*Problem statement:*
What is needed here is every line of the records that includes "next".

*Records provided:*
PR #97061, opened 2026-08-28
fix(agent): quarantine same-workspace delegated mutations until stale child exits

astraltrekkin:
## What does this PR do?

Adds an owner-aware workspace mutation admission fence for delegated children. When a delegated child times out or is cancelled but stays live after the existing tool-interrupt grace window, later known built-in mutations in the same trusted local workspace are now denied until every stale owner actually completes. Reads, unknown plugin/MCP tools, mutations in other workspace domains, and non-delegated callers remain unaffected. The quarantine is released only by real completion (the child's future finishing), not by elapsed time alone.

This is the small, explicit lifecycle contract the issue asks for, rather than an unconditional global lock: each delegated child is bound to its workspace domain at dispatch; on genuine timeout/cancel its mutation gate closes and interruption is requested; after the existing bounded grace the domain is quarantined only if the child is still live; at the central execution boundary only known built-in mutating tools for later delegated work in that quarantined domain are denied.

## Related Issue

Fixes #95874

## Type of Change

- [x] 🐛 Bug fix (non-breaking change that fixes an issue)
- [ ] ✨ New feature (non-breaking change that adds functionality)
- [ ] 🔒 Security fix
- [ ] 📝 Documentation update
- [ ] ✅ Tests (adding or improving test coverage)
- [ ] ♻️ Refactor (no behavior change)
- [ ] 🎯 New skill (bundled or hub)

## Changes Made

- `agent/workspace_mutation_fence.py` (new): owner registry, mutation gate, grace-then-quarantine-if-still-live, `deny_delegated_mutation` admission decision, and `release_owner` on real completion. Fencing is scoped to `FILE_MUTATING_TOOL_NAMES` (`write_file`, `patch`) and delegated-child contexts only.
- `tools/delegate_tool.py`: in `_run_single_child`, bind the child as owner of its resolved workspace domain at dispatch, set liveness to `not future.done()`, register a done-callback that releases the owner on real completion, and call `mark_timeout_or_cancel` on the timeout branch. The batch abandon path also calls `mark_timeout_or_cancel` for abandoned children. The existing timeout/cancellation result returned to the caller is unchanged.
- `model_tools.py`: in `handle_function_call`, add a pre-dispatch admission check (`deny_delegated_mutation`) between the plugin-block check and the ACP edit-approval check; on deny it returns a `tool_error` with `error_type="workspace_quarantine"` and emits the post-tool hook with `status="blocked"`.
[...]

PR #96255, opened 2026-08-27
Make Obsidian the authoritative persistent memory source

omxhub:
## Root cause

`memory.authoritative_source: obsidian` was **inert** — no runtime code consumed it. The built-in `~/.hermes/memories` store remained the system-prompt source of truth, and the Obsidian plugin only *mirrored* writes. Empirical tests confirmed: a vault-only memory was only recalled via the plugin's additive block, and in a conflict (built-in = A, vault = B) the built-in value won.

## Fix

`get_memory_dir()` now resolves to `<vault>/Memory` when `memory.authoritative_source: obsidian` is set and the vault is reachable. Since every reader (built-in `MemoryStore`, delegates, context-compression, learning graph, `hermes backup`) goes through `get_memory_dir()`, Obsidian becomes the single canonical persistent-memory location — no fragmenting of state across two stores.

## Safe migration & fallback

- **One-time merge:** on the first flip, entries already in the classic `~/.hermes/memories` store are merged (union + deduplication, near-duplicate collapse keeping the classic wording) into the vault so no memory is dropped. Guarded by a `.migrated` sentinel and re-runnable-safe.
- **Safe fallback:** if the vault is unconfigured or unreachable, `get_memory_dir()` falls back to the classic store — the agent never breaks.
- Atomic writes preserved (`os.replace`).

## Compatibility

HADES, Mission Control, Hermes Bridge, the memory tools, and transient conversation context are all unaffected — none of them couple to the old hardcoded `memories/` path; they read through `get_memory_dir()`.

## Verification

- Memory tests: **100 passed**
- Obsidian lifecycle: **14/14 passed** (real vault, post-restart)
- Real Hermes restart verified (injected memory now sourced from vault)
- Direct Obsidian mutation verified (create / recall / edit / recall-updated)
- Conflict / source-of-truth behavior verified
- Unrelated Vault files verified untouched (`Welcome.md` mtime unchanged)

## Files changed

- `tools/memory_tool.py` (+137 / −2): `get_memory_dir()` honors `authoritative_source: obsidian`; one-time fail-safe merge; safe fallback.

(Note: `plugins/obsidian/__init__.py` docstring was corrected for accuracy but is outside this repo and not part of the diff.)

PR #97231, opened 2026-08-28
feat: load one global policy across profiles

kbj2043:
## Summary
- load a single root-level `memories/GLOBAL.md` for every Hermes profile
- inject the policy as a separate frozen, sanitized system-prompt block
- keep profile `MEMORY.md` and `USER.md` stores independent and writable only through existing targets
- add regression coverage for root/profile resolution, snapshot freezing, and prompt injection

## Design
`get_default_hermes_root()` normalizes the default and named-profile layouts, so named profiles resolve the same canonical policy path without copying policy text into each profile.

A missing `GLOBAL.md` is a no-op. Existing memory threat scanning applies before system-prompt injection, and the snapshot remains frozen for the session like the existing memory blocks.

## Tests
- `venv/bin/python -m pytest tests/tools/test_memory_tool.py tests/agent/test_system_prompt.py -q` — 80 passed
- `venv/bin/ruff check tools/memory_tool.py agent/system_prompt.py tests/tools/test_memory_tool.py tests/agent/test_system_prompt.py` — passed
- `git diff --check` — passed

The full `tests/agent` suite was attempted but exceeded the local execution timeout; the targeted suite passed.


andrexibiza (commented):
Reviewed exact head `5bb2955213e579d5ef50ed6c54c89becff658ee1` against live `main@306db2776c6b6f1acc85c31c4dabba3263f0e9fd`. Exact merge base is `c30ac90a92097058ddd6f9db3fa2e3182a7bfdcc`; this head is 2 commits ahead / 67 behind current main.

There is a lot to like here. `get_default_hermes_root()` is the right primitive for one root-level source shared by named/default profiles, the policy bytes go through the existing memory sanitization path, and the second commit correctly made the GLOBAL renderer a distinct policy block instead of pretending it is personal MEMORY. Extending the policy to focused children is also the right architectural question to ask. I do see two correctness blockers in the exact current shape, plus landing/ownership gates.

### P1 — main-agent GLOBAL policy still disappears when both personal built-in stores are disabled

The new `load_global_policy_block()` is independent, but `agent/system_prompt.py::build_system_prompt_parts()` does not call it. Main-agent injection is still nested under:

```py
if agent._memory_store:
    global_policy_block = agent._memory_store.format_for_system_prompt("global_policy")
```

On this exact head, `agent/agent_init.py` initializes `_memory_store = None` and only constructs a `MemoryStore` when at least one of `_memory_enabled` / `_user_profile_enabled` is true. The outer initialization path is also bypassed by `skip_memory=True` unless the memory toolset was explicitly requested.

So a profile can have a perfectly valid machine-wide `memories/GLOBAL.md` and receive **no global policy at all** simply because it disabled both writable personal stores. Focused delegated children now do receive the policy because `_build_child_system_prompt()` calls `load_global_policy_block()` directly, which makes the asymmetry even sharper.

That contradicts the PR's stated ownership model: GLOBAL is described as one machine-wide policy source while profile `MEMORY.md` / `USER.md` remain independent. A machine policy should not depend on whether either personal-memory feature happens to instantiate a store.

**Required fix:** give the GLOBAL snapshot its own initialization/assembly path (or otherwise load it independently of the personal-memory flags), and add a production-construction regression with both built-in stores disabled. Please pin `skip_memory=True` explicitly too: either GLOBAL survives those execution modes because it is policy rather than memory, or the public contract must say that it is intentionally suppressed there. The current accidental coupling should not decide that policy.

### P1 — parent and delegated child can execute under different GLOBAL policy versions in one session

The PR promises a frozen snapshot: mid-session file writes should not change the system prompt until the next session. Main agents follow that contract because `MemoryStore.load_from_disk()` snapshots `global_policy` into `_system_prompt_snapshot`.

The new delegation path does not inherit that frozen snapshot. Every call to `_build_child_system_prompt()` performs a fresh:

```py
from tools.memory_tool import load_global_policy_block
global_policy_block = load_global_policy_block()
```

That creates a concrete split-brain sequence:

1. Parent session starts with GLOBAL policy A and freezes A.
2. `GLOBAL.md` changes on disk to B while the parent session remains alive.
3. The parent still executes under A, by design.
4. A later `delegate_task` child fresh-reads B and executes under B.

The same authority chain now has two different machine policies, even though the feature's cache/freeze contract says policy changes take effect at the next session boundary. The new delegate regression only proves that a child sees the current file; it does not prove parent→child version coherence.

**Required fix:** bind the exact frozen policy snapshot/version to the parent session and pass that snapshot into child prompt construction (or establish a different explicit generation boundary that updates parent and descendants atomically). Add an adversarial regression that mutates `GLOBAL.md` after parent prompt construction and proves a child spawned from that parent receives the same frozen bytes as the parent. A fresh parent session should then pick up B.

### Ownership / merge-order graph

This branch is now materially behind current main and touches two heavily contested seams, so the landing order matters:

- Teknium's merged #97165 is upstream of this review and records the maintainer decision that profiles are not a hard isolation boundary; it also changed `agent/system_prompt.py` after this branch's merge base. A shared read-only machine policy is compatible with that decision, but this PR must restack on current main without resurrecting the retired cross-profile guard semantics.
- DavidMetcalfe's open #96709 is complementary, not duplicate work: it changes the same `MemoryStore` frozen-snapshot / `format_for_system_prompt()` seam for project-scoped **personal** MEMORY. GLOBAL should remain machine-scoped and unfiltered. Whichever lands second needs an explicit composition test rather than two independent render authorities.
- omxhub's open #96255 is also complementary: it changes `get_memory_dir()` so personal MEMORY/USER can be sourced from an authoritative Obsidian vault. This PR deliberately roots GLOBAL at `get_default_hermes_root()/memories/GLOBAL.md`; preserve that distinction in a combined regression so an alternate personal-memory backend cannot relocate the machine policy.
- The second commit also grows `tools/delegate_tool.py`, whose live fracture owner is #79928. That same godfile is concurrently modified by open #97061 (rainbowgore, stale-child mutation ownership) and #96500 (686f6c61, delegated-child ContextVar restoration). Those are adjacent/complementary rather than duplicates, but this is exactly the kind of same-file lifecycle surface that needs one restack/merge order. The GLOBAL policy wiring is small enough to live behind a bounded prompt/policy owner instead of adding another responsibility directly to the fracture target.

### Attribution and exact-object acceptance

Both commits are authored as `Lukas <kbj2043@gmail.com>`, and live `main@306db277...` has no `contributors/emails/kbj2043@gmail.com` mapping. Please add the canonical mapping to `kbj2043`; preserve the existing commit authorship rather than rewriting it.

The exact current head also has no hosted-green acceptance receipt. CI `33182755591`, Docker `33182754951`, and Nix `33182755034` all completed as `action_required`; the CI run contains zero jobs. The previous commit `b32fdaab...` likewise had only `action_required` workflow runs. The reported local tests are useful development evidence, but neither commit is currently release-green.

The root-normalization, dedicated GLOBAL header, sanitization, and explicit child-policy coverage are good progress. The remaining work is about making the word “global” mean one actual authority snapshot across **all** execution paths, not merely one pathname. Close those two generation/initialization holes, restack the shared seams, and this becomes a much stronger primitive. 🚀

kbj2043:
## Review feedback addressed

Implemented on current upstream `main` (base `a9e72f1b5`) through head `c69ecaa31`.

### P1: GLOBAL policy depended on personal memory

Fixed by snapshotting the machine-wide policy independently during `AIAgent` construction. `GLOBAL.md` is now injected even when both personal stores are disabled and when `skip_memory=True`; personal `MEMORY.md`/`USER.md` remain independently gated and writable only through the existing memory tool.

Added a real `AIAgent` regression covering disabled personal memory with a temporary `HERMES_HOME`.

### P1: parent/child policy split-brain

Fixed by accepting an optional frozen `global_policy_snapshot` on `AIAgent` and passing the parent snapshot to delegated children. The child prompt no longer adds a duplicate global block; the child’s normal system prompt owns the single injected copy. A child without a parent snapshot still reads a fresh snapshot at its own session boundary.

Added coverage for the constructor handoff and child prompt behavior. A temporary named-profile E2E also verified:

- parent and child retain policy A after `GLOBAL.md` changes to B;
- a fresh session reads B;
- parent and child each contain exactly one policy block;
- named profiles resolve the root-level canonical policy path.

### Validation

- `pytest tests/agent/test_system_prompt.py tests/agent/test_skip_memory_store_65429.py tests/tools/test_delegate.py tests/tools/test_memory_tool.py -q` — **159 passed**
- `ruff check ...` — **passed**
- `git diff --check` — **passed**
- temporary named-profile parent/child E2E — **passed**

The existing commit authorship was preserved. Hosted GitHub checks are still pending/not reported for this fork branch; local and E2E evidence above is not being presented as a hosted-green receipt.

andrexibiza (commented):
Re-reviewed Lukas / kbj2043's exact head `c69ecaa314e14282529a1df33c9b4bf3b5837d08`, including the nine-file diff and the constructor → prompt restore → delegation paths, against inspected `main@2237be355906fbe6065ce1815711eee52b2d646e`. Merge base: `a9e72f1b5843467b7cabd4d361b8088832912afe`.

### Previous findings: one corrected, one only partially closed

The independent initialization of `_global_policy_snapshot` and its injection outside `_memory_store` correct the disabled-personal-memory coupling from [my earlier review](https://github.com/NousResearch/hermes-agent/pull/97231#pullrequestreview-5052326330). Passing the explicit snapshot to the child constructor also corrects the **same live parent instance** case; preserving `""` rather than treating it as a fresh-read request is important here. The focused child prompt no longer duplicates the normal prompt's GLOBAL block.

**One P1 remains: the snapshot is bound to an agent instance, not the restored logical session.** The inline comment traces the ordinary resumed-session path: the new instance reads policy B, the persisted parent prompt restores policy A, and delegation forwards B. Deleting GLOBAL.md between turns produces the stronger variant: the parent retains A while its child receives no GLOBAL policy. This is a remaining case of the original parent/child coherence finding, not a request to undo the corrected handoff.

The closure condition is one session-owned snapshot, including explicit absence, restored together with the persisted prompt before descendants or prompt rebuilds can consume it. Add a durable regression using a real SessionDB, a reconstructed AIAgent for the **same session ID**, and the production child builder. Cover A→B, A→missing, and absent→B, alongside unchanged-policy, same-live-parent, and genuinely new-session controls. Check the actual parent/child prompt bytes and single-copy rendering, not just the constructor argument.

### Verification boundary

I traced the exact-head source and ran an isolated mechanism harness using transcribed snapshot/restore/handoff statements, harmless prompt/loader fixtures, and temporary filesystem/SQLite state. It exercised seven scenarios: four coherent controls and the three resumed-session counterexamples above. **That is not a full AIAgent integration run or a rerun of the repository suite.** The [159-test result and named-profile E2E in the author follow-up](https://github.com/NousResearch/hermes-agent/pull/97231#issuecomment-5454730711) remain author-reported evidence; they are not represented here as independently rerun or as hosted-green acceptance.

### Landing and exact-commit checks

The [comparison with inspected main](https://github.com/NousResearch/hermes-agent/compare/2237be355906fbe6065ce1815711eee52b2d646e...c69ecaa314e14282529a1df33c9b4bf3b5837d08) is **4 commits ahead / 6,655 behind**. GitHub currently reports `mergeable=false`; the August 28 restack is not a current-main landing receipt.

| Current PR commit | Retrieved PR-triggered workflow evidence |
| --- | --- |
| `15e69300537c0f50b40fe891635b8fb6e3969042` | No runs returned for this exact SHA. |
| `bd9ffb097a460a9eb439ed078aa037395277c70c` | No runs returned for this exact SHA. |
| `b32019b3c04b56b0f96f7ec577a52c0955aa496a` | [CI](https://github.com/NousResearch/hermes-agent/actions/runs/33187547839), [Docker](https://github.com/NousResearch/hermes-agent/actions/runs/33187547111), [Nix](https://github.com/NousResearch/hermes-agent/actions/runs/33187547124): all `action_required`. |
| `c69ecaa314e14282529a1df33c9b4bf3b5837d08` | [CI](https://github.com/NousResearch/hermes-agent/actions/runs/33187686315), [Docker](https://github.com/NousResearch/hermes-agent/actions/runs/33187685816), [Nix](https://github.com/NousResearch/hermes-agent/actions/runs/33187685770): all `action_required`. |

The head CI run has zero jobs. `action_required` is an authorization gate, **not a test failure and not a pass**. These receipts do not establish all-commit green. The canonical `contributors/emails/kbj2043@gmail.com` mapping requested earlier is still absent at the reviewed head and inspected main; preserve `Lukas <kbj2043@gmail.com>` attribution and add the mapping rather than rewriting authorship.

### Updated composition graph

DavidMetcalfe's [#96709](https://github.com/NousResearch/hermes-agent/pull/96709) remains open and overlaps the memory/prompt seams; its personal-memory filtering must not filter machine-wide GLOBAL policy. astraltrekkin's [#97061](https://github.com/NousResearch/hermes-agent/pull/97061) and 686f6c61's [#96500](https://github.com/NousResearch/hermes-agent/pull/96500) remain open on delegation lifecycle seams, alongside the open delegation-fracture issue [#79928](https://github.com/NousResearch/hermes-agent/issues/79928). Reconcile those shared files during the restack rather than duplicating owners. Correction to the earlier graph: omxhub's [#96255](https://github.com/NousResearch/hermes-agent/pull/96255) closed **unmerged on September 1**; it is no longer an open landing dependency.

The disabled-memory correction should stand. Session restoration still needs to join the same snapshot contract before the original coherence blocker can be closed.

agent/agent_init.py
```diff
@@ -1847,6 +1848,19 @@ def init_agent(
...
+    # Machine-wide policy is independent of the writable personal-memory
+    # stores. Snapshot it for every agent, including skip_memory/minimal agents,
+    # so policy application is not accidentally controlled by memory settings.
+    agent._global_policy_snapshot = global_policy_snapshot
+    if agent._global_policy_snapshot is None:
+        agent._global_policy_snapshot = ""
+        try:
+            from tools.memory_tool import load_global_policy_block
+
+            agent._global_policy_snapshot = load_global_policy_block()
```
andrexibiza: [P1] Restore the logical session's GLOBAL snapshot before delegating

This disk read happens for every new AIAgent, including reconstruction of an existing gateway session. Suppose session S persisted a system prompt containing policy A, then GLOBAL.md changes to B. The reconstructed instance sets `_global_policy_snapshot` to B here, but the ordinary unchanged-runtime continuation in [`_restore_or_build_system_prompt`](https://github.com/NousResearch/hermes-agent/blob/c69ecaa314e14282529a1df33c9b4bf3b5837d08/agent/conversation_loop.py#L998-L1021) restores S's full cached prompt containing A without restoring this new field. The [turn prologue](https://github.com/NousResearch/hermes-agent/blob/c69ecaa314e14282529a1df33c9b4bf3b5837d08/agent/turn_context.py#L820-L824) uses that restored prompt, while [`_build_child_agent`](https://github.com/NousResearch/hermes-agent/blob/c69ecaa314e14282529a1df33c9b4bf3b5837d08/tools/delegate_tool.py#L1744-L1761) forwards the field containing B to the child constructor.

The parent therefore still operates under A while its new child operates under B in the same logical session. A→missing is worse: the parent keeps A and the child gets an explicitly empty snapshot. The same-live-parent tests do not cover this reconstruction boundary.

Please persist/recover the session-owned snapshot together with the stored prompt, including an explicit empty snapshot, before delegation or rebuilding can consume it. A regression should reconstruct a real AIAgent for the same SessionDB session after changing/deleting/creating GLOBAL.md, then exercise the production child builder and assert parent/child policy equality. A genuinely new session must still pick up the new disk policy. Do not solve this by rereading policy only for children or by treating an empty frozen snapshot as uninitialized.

*Output of the exercise:*
The PR promises a frozen snapshot: mid-session file writes should not change the system prompt until the next session. Main agents follow that contract because `MemoryStore.load_from_disk()` snapshots `global_policy` into `_system_prompt_snapshot`.
The same authority chain now has two different machine policies, even though the feature's cache/freeze contract says policy changes take effect at the next session boundary. The new delegate regression only proves that a child sees the current file; it does not prove parent→child version coherence.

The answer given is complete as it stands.